Create /labs/lab12/exercise1/exercise1.py:

price = float(input())

# TODO: Your code here

print(item_count)
print(f"{total_cost:.2f}")

Exercise 2: Score Analyzer Task

Keep accepting test scores from the user until they enter a value outside the valid range. Calculate the total score, count of scores, and average score. Valid scores are in the range 0-100.

Requirements:

• Sentinel: Any value outside 0-100 range
• Valid score range: 0-100
• Calculate total, count, and average of scores
• Display count, total, and average

Create /labs/lab12/exercise2/exercise2.py:

score = float(input())

# TODO: Your code here

print(score_count)
print(total_score)
print(f"{average_score:.2f}")

Exercise 3: Age Statistics Calculator Task

Keep accepting ages from users until they type "done". Calculate the total age, count of ages, and average age. Assume all ages are in the range 1-120.

Requirements:

• Use "done" as the sentinel value
• Age range: 1-120 (assume all inputs are valid)
• Calculate total, count, and average of ages
• Display count, total, and average

Create /labs/lab12/exercise3/exercise3.py:

age_input = input()

# TODO: Your code here

print(age_count)
print(total_age)
print(f"{average_age:.2f}")

Exercise 4: Grade Classifier Task

Keep accepting student scores until the user types "end". For each score, classify it as "Pass" (60 or above) or "Fail" (below 60). Calculate and display the total number of passing scores, total number of failing scores, and the overall pass rate percentage.

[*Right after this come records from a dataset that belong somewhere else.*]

PR #604, opened 2016-03-05
Match Details for 2016

phil-lopreiato:
Adds tabs to ViewMatch activity
device-2016-03-05-181735
device-2016-03-05-181311
device-2016-03-05-181455

[Review on Reviewable](https://reviewable.io/reviews/the-blue-alliance/the-blue-alliance-android/604)


android/src/main/res/values/breakdown2016_styles.xml
```diff
@@ -0,0 +1,56 @@
+<?xml version="1.0" encoding="utf-8"?>
+<resources>
+
+    <style name="breakdown_base">
```
nwalters512: This could include `layout_columnSpan`, `layout_columnWeight`, `layout_rowSpan`, `layout_gravity`; it looks like those are consistent across all the `GridView`'s children. You could shave a few hundred lines off the layout file this way.

phil-lopreiato: I tried that, but it didn't like the other namespace (since I'm using the suportlib GridView)...

nwalters512: Try it without the `app:` namespace; that's how I created the toolbar default style.

phil-lopreiato: Right you are, that worked. Thanks!

nwalters512: Much cleaner :)

android/src/main/java/com/thebluealliance/androidclient/adapters/ViewMatchFragmentPagerAdapter.java
```diff
@@ -0,0 +1,49 @@
...
+import com.thebluealliance.androidclient.fragments.match.MatchBreakdownFragment;
+import com.thebluealliance.androidclient.fragments.match.MatchInfoFragment;
+
+import android.support.v4.app.Fragment;
+import android.support.v4.app.FragmentManager;
+import android.support.v4.app.FragmentPagerAdapter;
+
+public class ViewMatchFragmentPagerAdapter extends FragmentPagerAdapter {
+
+    public final String[] TITLES = {"Results", "Breakdown"};
```
nwalters512: I've been meaning to move the viewpager titles to string resources; want to start that here?

I'd switch this array to be an array of string resource ints and pass a Context to the constructor. There, just populate a second array of strings with the resolves strings from the context.

phil-lopreiato: That's a good approach, we can start that here

nwalters512:
Looking good!

Minor visual detail: there's no border after the "total" rows; when I was first scrolling through the breakdown, that lack of border make me unconsciously assume that the darker total rows were column headers or something like that. Maybe stick a bit of padding below the total rows to give the sections a little more visual distinction.

PR #629, opened 2016-03-13
Set custom user agent with gzip for GAE

fangeugene:
Seems like 'gzip' only needs to be present in the user agent. Related to #628.
I put a partial user agent generated using the app's version name in constants, and then append '(gzip)' to the end of it in the request interceptor. Is that appropriate? Is that a decent user agent name?

http://googleappsdeveloper.blogspot.com/2011/12/optimizing-bandwidth-usage-with-gzip.html

---
This change is [Review on Reviewable](https://reviewable.io/reviews/the-blue-alliance/the-blue-alliance-android/629)


nwalters512:
I like the more descriptive user agent. If `getUserAgent()` is only used in that one place, it would probably be fine to just have that method return the string with `(gzip)` already appended.

phil-lopreiato:
All looks fine with me. I'm okay with appending gzip later, in case we want to conditionally disable gzip in the future

PR #636, opened 2016-03-18
Update okhttp to latest 3.2.0

nwalters512:
Should help with a few crashes we've been seeing in the Dev Console. And it's always good to be running the latest and greatest code?

---
This change is [Reviewable](https://reviewable.io/reviews/the-blue-alliance/the-blue-alliance-android/636)

### DIFF
--- a/android/build.gradle
+++ b/android/build.gradle
@@ -236,8 +236,8 @@ dependencies {
 
     // Square Libraries
     compile 'com.squareup.picasso:picasso:2.5.2'
-    compile "com.squareup.retrofit:retrofit:${retrofitVersion}"
-    compile "com.squareup.retrofit:adapter-rxjava:${retrofitVersion}"
+    compile "com.squareup.retrofit2:retrofit:${retrofitVersion}"
+    compile "com.squareup.retrofit2:adapter-rxjava:${retrofitVersion}"
     compile 'com.squareup.okhttp3:okhttp:3.2.0'
 
     compile 'com.google.dagger:dagger:2.0.1'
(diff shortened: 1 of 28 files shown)


phil-lopreiato:
IIRC, it's more complicated than that, because the package name changed. Might want to double check that (and check what version retrofit is depending on). I think this was also the blocker for updating to the newest retrofit

nwalters512:
It looks like Retrofit now depends on `3.2.0`: [pom.xml](https://github.com/square/retrofit/blob/master/retrofit/pom.xml#L18).

Good catch with the package name though. Something is keeping around version `2.5.0` of OkHttp in the project, so the build succeeded just fine, but `3.2.0` isn't actually being used. So yeah, there's more work to be done on this.

nwalters512:
I think that should be it. Most of the changes were simply changing the package in the imports. A few of the APIs changed a bit, but those were easy to update.

The app builds, installs, and runs properly with the new library versions.

phil-lopreiato:
Reviewed 28 of 28 files at r2.

---



*Comments from the [review on Reviewable.io](https://reviewable.io:443/reviews/the-blue-alliance/the-blue-alliance-android/636)*

phil-lopreiato:
@nwalters512 merge conflicts

phil-lopreiato:
Reviewed 2 of 2 files at r3.

---



*Comments from the [review on Reviewable.io](https://reviewable.io:443/reviews/the-blue-alliance/the-blue-alliance-android/636)*

PR #645, opened 2016-03-23
Tweak No Data binding logic

### LINKED ISSUE #638: “No alliance data found” after receiving “Alliance selections updated” notification
This happened last week for the CAMA event and again today for the WAELL event.

Steps:

1. Receive and open an “Alliance selections updated” notification. (I did this a while after the notification arrived.)
2. Tap through to see the alliance selections.<br/>
--> It showed “No alliance data found”!
3. Tap MATCHES.<br/>
--> It already had results for several QF matches.
4. Tap back to ALLIANCES.<br/>
--> It still showed “No alliance data found”.
5. Tap the refresh button a lot.<br/>
--> About 1/5 of the time it would flash the alliance selections briefly, then erase it. I could read the first team captain number (3711) before the contents disappeared.
6. Try [www.thebluealliance.com](http://www.thebluealliance.com/event/2016waell) <br/>
--> It did show the alliances.

Currently running App Version 3.3.0, build 3/17/16 11:21 PM, commit 22ce4b7. I did not have a laptop at hand to try debugging tools.

phil-lopreiato:
If the binder receives invalid data, but there is already data bound,
that means the following case is most likely:
 - There was data available in the local cache that we can display
 - The network call returned an error/still is cached with an empty
   value

This can happen when the user receives a push notification which writes
some data locally, but the remote endpoint has not had its cache
cleaered yet, causing the display to flicker between correct data and no
data view.

Fixes #638

---
This change is [Reviewable](https://reviewable.io/reviews/the-blue-alliance/the-blue-alliance-android/645)

### DIFF
--- a/android/src/main/java/com/thebluealliance/androidclient/binders/ExpandableListViewBinder.java
+++ b/android/src/main/java/com/thebluealliance/androidclient/binders/ExpandableListViewBinder.java
@@ -1,16 +1,16 @@
 package com.thebluealliance.androidclient.binders;
 
-import android.support.annotation.Nullable;
-import android.util.Log;
-import android.view.View;
-import android.widget.ProgressBar;
-
 import com.thebluealliance.androidclient.Constants;
 import com.thebluealliance.androidclient.R;
 import com.thebluealliance.androidclient.adapters.ExpandableListViewAdapter;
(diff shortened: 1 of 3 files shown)


1fish2:
Still problematic. See #638

PR #665, opened 2016-04-04
Makes the full team name view expandable

### LINKED ISSUE #233: Make full team name (sponsors list) expandable
Like the "What's New" section for an app in the new Google Play app. It also has a neat expansion animation that stretches the paper material. #materialyolo

nwalters512:
For teams with really long full team names (254, for instance), they are now limited to 3 lines at first, and ellipsized. Clicking the full name expands the view to show the full team name.

Fixes #233

---
This change is [Reviewable](https://reviewable.io/reviews/the-blue-alliance/the-blue-alliance-android/665)

### DIFF
--- a/android/src/main/java/com/thebluealliance/androidclient/binders/TeamInfoBinder.java
+++ b/android/src/main/java/com/thebluealliance/androidclient/binders/TeamInfoBinder.java
@@ -129,7 +129,6 @@ public class TeamInfoBinder extends AbstractDataBinder<TeamInfoBinder.Model> {
             teamFullName.setEllipsize(TextUtils.TruncateAt.END);
 
             teamFullNameContainer.setOnClickListener((view) -> {
-                Log.d(Constants.LOG_TAG, "team full name clicked!");
                 toggleFullTeamNameExpanded();
             });
         }
--- a/android/src/main/java/com/thebluealliance/androidclient/binders/TeamInfoBinder.java
+++ b/android/src/main/java/com/thebluealliance/androidclient/binders/TeamInfoBinder.java
@@ -1,12 +1,17 @@
 package com.thebluealliance.androidclient.binders;
 
+import android.animation.Animator;
+import android.animation.AnimatorListenerAdapter;
+import android.animation.ObjectAnimator;
 import android.net.Uri;
 import android.support.annotation.Nullable;
 import android.text.Spannable;
 import android.text.SpannableString;
+import android.text.TextUtils;
 import android.text.style.TextAppearanceSpan;
 import android.util.Log;
 import android.view.View;
+import android.view.ViewGroup;
 import android.widget.TextView;
 
 import com.thebluealliance.androidclient.Constants;
@@ -19,6 +24,8 @@ import butterknife.Bind;
 import butterknife.ButterKnife;
 
 public class TeamInfoBinder extends AbstractDataBinder<TeamInfoBinder.Model> {
+
+    private static final int TEAM_FULL_NAME_COLLAPSED_MAX_LINES = 3;
 
     @Inject SocialClickListener mSocialClickListener;
 
@@ -118,6 +125,13 @@ public class TeamInfoBinder extends AbstractDataBinder<TeamInfoBinder.Model> {
             string.setSpan(new TextAppearanceSpan(mActivity,
                     R.style.InfoItemLabelStyle), 0, 3, Spannable.SPAN_INCLUSIVE_INCLUSIVE);
             teamFullName.setText(string);
+            teamFullName.setMaxLines(TEAM_FULL_NAME_COLLAPSED_MAX_LINES);
+            teamFullName.setEllipsize(TextUtils.TruncateAt.END);
+
+            teamFullNameContainer.setOnClickListener((view) -> {
+                Log.d(Constants.LOG_TAG, "team full name clicked!");
+                toggleFullTeamNameExpanded();
+            });
         }
 
         teamNextMatchLabel.setVisibility(View.GONE);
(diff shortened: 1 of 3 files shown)


phil-lopreiato:
Screenshot plz?

nwalters512:
Better yet: [demo video](https://www.youtube.com/watch?v=Ky8J2KpygKc)!

phil-lopreiato:
:+1:

fangeugene:
Slick! Is there any way we can indicate that it's expandable?

nwalters512:
It's currently done with the ellipsis, which may be kind of hard to see/not super obvious. Looking back at the original issue, I suggested we fade out the bottom line or two. I could look into that still?

phil-lopreiato:
Give it a shot? It [doesn't look too complex](http://stackoverflow.com/questions/6561701/how-to-fade-edge-of-textview-in-android)

nwalters512:
Except that was deprecated in API 14 :P still, should be easy enough with a drawable clinging to the bottom of the view. The problem is actually computing when to show that; TextView doesn't by default offer a way to tell when its content has been ellipsized, and the ways of finding that out are all hacky and don't handle edge cases well. I'll see if I can figure something out though.

fangeugene:
Are fades Material spec? I wouldn't think so.

fangeugene:
Maybe the ellipses are enough.

nwalters512:
The Play Store uses a fade on the What's New section to indicate that there's more. Personally I'm a fan of sticking with the ellipsis, it's simple and anyone that's that interested in a team's full name will probably notice it.

phil-lopreiato:
I'm fine with sticking with an ellipsis

android/src/main/java/com/thebluealliance/androidclient/binders/TeamInfoBinder.java
```diff
@@ -118,6 +125,13 @@ public void updateData(@Nullable TeamInfoBinder.Model data) {
             string.setSpan(new TextAppearanceSpan(mActivity,
                     R.style.InfoItemLabelStyle), 0, 3, Spannable.SPAN_INCLUSIVE_INCLUSIVE);
             teamFullName.setText(string);
+            teamFullName.setMaxLines(TEAM_FULL_NAME_COLLAPSED_MAX_LINES);
+            teamFullName.setEllipsize(TextUtils.TruncateAt.END);
```
1fish2: Perhaps the ideal would ellipsize out the middle to leave the `& school name` tail:

> _aka_ NASA Ames Research Center /
Google / AMEX Plating / Innovation
First ... & Bellarmine College Preparatory

What do you think about using `TextUtils.TruncateAt.START` as an easy approximation?

android/src/main/java/com/thebluealliance/androidclient/binders/TeamInfoBinder.java
```diff
@@ -165,6 +178,55 @@ private void bindNoDataView() {
...
+            ObjectAnimator animation = ObjectAnimator.ofInt(teamFullName, "height", height, newHeight);
+            animation.setDuration(500);
+            animation.addListener(new AnimatorListenerAdapter() {
+                @Override public void onAnimationEnd(Animator animation) {
+                    teamFullName.setMaxLines(Integer.MAX_VALUE);
+                    teamFullName.setMinHeight(0);
+                }
+            });
+            animation.start();
+        } else {
```
1fish2: Share code between the _then_ and _else_ clauses?

nwalters512: Yeah, in retrospect I could have reused code a bit here. The two clauses were originally very different, didn't realize how much they converged as I iterated :P

android/src/main/java/com/thebluealliance/androidclient/binders/TeamInfoBinder.java
nwalters512: I'm not totally comfortable with hiding the ellipsis in the middle of the text. I think people will expect to see it at the end of the content.

1fish2: How does the ellipsis look at the start of the text?

nwalters512: Weird... I can't get any of the other ellipsize modes to work at all on either my 6.0.1 N5 or my N emulator.

1fish2: So many questions about this on SO! setEllipsize() sounds fragile, interacting with other TextView properties like setSingleLine(), setMaxLines(), setLines(), setHorizontallyScrolling(), ... and varying by Android release.

Oh: [setEllipsize()](http://developer.android.com/reference/android/widget/TextView.html#setEllipsize(android.text.TextUtils.TruncateAt)) says

> If setMaxLines(int) has been used to set two or more lines, only END and MARQUEE are supported (other ellipsizing types will not do anything).

If the current code works on older Android releases, just drop my idea to move the ellipses.

http://stackoverflow.com/search?q=setEllipsize+is%3Aquestion+%5Bandroid%5D -- 33 questions on `setEllipsize()`
http://stackoverflow.com/search?q=ellipsize+is%3Aquestion+%5Bandroid%5D -- 429 questions on `ellipsize`

1fish2: ... and at least one known Android bug: [Issue 2254](https://code.google.com/p/android/issues/detail?id=2254).

PR #648, opened 2024-07-25
Windows DPI awareness (#365)

Spodi:
Ports need something like this https://github.com/HarbourMasters/Shipwright/pull/4256. "Works" without, but windows will be confused.

* Handle WM_DPICHANGED

* Don't run as DPI-aware process here.

Use a manifest that declares DPI-awareness for the game instead.

* Override SDLs window procedure in Windows

Something is wrong with SDLs original implementation of  WM_GETDPISCALEDSIZE, so pass it to the default system window procedure.

Should fix window scaling when DPI changes.

* Fix building on non-Windows

* Comment some stuff

* Remove now unused run_as_dpi_aware()

### DIFF
--- a/src/graphic/Fast3D/gfx_dxgi.cpp
+++ b/src/graphic/Fast3D/gfx_dxgi.cpp
@@ -99,58 +99,6 @@ static void load_dxgi_library(void) {
     *(FARPROC*)&dxgi.CreateDXGIFactory2 = GetProcAddress(dxgi.dxgi_module, "CreateDXGIFactory2");
 }
 
-template <typename Fun> static void run_as_dpi_aware(Fun f) {
-    // Make sure Windows 8.1 or newer doesn't upscale/downscale the rendered images.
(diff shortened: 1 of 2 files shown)


Malkierian (approved):
Checked out Windows manifest PR for MacReady, checked this out into it, and merged #649. On a DPI monitor set to 150% scaling, I tested the following:

Internal resolution at 200%, MSAA at 2. Went fullscreen, closed, reopened. Started in fullscreen, didn't crash, didn't have zoom issue. Changed to window, resized to be easily draggable, dragged to non-DPI monitor. Resized appropriately, game graphics also resized appropriately. Side note, Windows apparently chooses the resolution/DPI settings of the monitor that the majority of the game window is on for scaling the window. Good to know moving forward.

This should be good to go, as far as I can tell.

Although, to be fair, booting up normal MacReady, I couldn't replicate the DPI IR crash, so I don't know if it actually fixed, but I tried this after testing this PR.

PR #651, opened 2024-07-29
Add a missing include in GuiWindows.h

coco875:
Strangely my os complain about unknow defenition of uint32_t so just the import for it

### DIFF
--- a/src/window/gui/GuiWindow.h
+++ b/src/window/gui/GuiWindow.h
@@ -7,6 +7,7 @@
 #include <imgui.h>
 #include <imgui_internal.h>
 #include "window/gui/GuiElement.h"
+#include <stdint.h>
 
 namespace Ship {
 class GuiWindow : public GuiElement {


briaguya0:
could you be more specific about the issue you're facing? what os? also repro steps using a public port repo would be helpful - do you see the same error when building latest dev of https://github.com/HarbourMasters/Shipwright ?

coco875:
when cmake try compile libultraship part he make error about undefined reference of uint32_t, I use fedora 39 with gcc 13.2.1. I will try reproduce it with the repo mentioned

coco875:
I try on Shipwright and don't get the error but the libultraship version on this repo are before https://github.com/Kenix3/libultraship/commit/181465d2abac3bd2914bb58a2f4d2d4016d25708 who introduce uint32_t

coco875:
by updating libultraship to the lastest commit on Shipwright I get the same error 
image

PR #652, opened 2024-07-29
improve support of f3dex

coco875:


coco875:
https://github.com/Kenix3/libultraship/pull/637 fix this issue normally without ifdef

PR #654, opened 2024-08-02
remove some warning

coco875:
warning that I remove:
* remove deplicate macro definition in controller.h. 
* avoid redefine _LANGUAGE_C.
* only add -Wno-implicit-function-declaration when he compile for C or OBJC.
* fix multiple useless typedef.
* add attribute for some unused.
* add cast for when it's not the same type of int (not fixing all).


coco875:
hmm how you want to add attribute macro ? for other os

Kenix3:
> hmm how you want to add attribute macro ? for other os

We don't really have a standard for this. Will need to do some research to see how it's handled in other projects.

louist103:
> hmm how you want to add attribute macro ? for other os

` [[maybe_unused]] ` and ` [[fallthrough]] ` are in C++ as of c++17 and should work on all platforms

Kenix3:
> > hmm how you want to add attribute macro ? for other os
> 
> `[[maybe_unused]]` and `[[fallthrough]]` are in C++ as of c++17 and should work on all platforms

@coco875

Kenix3 (approved):

PR #655, opened 2024-08-08
Add calls to `Update()` for menu and menubar.

Malkierian:
When setting up menu support, I forgot to add a call to the menu's `Update()` function inside the check for an existent menu.
Also, don't know if it was my fault or not, but menubar also didn't have a call to its `Update()` function.

### DIFF
--- a/src/window/gui/Gui.cpp
+++ b/src/window/gui/Gui.cpp
@@ -375,10 +375,12 @@ void Gui::DrawMenu() {
 #endif
 
     if (GetMenuBar()) {
+        GetMenuBar()->Update();
         GetMenuBar()->Draw();
     }
 
     if (GetMenu()) {
+        GetMenu()->Update();
         GetMenu()->Draw();
     }
 


Archez (approved):

briaguya0:
my gut feeling is that calling update in draw is coupling draw and update in a way that is nonstandard for imgui (i think we are better aligned with imgui's recommended use in `GuiWindow`)

@Kenix3 do you remember if we used to have an `UpdateMenu` method? i feel like we might have had one and dropped it because after a refactor it was doing nothing

briaguya0 (approved):
approving because this matches the pattern we use for everything else (see below)
https://github.com/Kenix3/libultraship/blob/09c39083451d0500fe64caddf3d00b663bca9a95/src/window/gui/Gui.cpp#L389-L392

i do think it's worth making a separate issue for figuring out if there's a way to handle update functions we like more

Kenix3:
Yeah this matches how we do it in other places, so it should be the right pattern.

PR #659, opened 2024-08-18
Implemented light factory and otr light support

KiritoDv:


src/resource/type/Light.h
```diff
@@ -0,0 +1,57 @@
...
+    uint8_t col[3];
+    int8_t pad1;
+    uint8_t colc[3];
+    int8_t pad2;
+};
+
+struct LightEntry {
+    Ambient a;
+    LightData l;
+};
```
briaguya0: these names feel extremely abbreviated - why `LightEntry.a` instead of `LightEntry.ambient`? i assume `PointLightN64.col` means color, but what does `colc` mean? using full descriptive names here would be very helpful for readability.

src/resource/type/Light.h
```diff
@@ -0,0 +1,57 @@
...
+  public:
+    using Resource::Resource;
+
+    Light() : Resource(std::shared_ptr<Ship::ResourceInitData>()) {
+    }
+
+    LightEntry* GetPointer();
+    size_t GetPointerSize();
+
+    LightEntry mLight;
```
briaguya0, line 62: this should be private

src/resource/type/Light.h
KiritoDv: I just took it from the gbi so thats probably why but i can rename it

src/resource/type/Light.h
```diff
@@ -0,0 +1,58 @@
...
+namespace LUS {
+
+struct LightN64 {
+    uint8_t Color[3];
+    int8_t Pad1;
+    uint8_t ColorCopy[3];
+    int8_t Pad2;
+    uint8_t Direction[3];
+    int8_t Pad3;
+};
```
briaguya0, line 22: having the padding in the resource types doesn't really fit with existing patterns. i'd think instead the idea would be to move that complexity into the importer

src/resource/factory/LightFactory.cpp
```diff
@@ -0,0 +1,15 @@
...
+
+std::shared_ptr<Ship::IResource> LUS::ResourceFactoryBinaryLightV0::ReadResource(std::shared_ptr<Ship::File> file) {
+    if (!FileHasValidFormatAndReader(file)) {
+        return nullptr;
+    }
+
+    std::shared_ptr<Light> light = std::make_shared<Light>(file->InitData);
+    auto reader = std::get<std::shared_ptr<Ship::BinaryReader>>(file->Reader);
+
+    reader->Read((char*)light->GetPointer(), sizeof(LightEntry));
```
briaguya0, line 12: this part could be spit up into a bunch of `Read{type}` calls to put the data in the appropriate places and also "read away" the padding without storing it anywhere.

briaguya0 (commented):
i assume @Kenix3 has similar thoughts to these but it's worth waiting to see what he thinks before making any changes based on these suggestions

src/resource/factory/LightFactory.cpp
KiritoDv: I tried, this works better, we had a full conversation about it on the Mega's port channel

src/resource/type/Light.h
KiritoDv: The thing with this is that we dont need the gbi, because this is exactly what we do on Gfx and Mtx, but we take the type from the gbi

briaguya0 (approved):

PR #663, opened 2024-08-25
Various warning fixes

Archez:
Various warning fixes including:
* `warning: format not a string literal and no format arguments [-Wformat-security]`
* `warning: ‘typedef’ was ignored in this declaration`
* `warning: ‘XYZ’ will be initialized after [-Wreorder]`
* a couple integer size/sign values


src/config/Config.cpp
```diff
@@ -137,10 +137,9 @@ void Config::EraseBlock(const std::string& key) {
...
         std::vector<std::string> dots = StringHelper::Split(key, ".");
         if (dots.size() > 1) {
-            int curDot = 0;
             for (auto& dot : dots) {
                 if (gjson2.contains(dot)) {
-                    if (curDot == dots.size()) {
+                    if (dots.size() == 0) {
                         gjson2.erase(dot);
                     } else {
                         gjson2 = gjson2[dot];
```
Archez: @Malkierian you added this method, so I just wanted to confirm with you that `curDot` was only ever meant to be 0 and that this change is fine. Otherwise did you mean for `curDot` to be re-assigned in this for-loop for some logic?

src/graphic/Fast3D/gfx_pc.cpp
```diff
@@ -3848,9 +3848,10 @@ const char* GfxGetOpcodeName(int8_t opcode) {
         } else {
             SPDLOG_CRITICAL("Unhandled OP code: 0x{:X}, for loaded ucode: {}", (uint8_t)opcode,
                             (uint32_t)ucode_handler_index);
-            return nullptr;
         }
     }
+
+    return nullptr;
 }
```
Pepe20129, line 3857: Probably a good idea to also move the `SPDLOG_CRITICAL`.

Archez: The meaning is slightly different, so I put a new log statement as an `else`

src/config/Config.cpp
Archez: Based on discord discussion, seems like this method is possibly incomplete and will be looked into in a follow up PR.

For now, I've reverted the change and only applied the signed int comparison fix to satisfy the warning.

Kenix3 (approved):

PR #664, opened 2024-08-26
Simplifies the Gui rendering setup.

Kenix3:


src/window/gui/Gui.cpp
```diff
@@ -588,8 +537,60 @@ int16_t Gui::GetIntegerScaleFactor() {
...
+    ImVec2 mainPos = ImGui::GetWindowPos();
+    mainPos.x -= windowPosBeforeMenuBar.x;
+    mainPos.y -= windowPosBeforeMenuBar.y;
     ImVec2 size = ImGui::GetContentRegionAvail();
+    gfx_current_dimensions.width = (uint32_t)(size.x * gfx_current_dimensions.internal_mul);
+    gfx_current_dimensions.height = (uint32_t)(size.y * gfx_current_dimensions.internal_mul);
+    gfx_current_game_window_viewport.x = (int16_t)mainPos.x;
+    gfx_current_game_window_viewport.y = (int16_t)mainPos.y;
+    gfx_current_game_window_viewport.width = (int16_t)size.x;
+    gfx_current_game_window_viewport.height = (int16_t)size.y;
```
briaguya0: i realize we were already doing this every frame, but it's gotten me questioning if we *want* to do all of this every frame

src/window/gui/Gui.cpp
```diff
@@ -324,7 +324,7 @@ void Gui::DrawMenu() {
     ImGui::Begin("Main - Deck", nullptr, windowFlags);
     ImGui::PopStyleVar(3);
 
-    ImVec2 topLeftPos = ImGui::GetWindowPos();
+    windowPosBeforeMenuBar = ImGui::GetWindowPos();
```
briaguya0: it's not clear to me from this variable name what "before" means - before the menu bar was visible (as in time)?, above? to the left of?

a less ambiguous variable name would be great here

src/window/gui/Gui.cpp
```diff
@@ -650,6 +651,13 @@ void Gui::RenderViewports() {
     }
 }
 
+void Gui::EndFrame() {
+    ImGui::EndFrame();
+    if (mImGuiIo->ConfigFlags & ImGuiConfigFlags_ViewportsEnable) {
+        ImGui::UpdatePlatformWindows();
+    }
+}
```
briaguya0, line 656: i see you moved this from where it was in the file originally but i can't tell if that moved it into/out of an `#ifdef` or something - is this just a "this feels like where it should be in the file" move?

briaguya0 (commented):
awesome to see imgui stuff removed from fast3d! few comments

src/window/gui/Gui.cpp
Kenix3: Just moved it closer to some other functions.

src/window/gui/Gui.cpp
Kenix3: Probably not, no, but I don't want to change the logic too much in this PR.

src/window/gui/Gui.cpp
```diff
@@ -588,8 +534,60 @@ int16_t Gui::GetIntegerScaleFactor() {
...
+    }
+
+    switch (CVarGetInteger(CVAR_LOW_RES_MODE, 0)) {
+        case 1: { // N64 Mode
+            gfx_current_dimensions.width = 320;
+            gfx_current_dimensions.height = 240;
+            /*
+            const int sw = size.y * 320 / 240;
+            gfx_current_game_window_viewport.x += ((int)size.x - sw) / 2;
+            gfx_current_game_window_viewport.width = sw;*/
```
briaguya0, line 570: i know this was copy/pasted but if we don't need it now we might as well remove it
```suggestion
```

briaguya0 (approved):
assuming this has been tested this LGTM

src/window/gui/Gui.cpp
Kenix3: What makes you think it's unnecessary?

briaguya0: It's commented out

PR #667, opened 2024-09-01
Fix DPI scaling issues on Windows (OpenGL)

GhostlyDark:
Adds an SDL hint to address DPI scaling issues on Windows when using OpenGL, where the window size can appear too large. This can also help with the resolution in general, making things look less crunchy (200% DPI, 100% internal resolution).

before
image

after
Clipboard_09-01-2024_01

### DIFF
--- a/src/graphic/Fast3D/gfx_sdl2.cpp
+++ b/src/graphic/Fast3D/gfx_sdl2.cpp
@@ -302,6 +302,11 @@ static void gfx_sdl_init(const char* game_name, const char* gfx_api_name, bool s
     window_width = width;
     window_height = height;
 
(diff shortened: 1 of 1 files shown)


KiritoDv:
It could be me but the before looks better

GhostlyDark:
> It could be me but the before looks better

On the second screenshot (SDL2 hint active) the resolution on screen with the exact same settings is essentially higher.
If you think the first screenie looks better because of the larger UI...it's not supposed to be this big. DX11 looks pretty much exactly like OpenGL does with the hint, so I don't understand how this can be perceived as a downgrade.

Clipboard_09-01-2024_02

Assume all scores are in the range 0-100.

Requirements:

• Use "end" as the sentinel value
• Score range: 0-100 (assume all inputs are valid)
• Classify each score as Pass (≥60) or Fail (<60)
• Count passing and failing scores separately
• Calculate pass rate percentage
• Display passing count, failing count, and pass rate

Create /labs/lab12/exercise4/exercise4.py:

score_input = input()

# TODO: Your code here

print(passing_count)
print(failing_count)
print(f"{pass_rate:.2f}")

Commit and Push Your Work

After completing all exercises, save all your files and commit them to your repository. Make sure your files are properly saved in the /labs/lab12/ directory, including exercise.py and all exercise folders with their Python files.

Use VS Code's source control panel to stage your changes, add a meaningful commit message like "Complete Lab 12: Sentinel-Controlled Loops", and push your changes to GitHub. Check your repository online to ensure all files have been uploaded successfully and that any automated tests pass.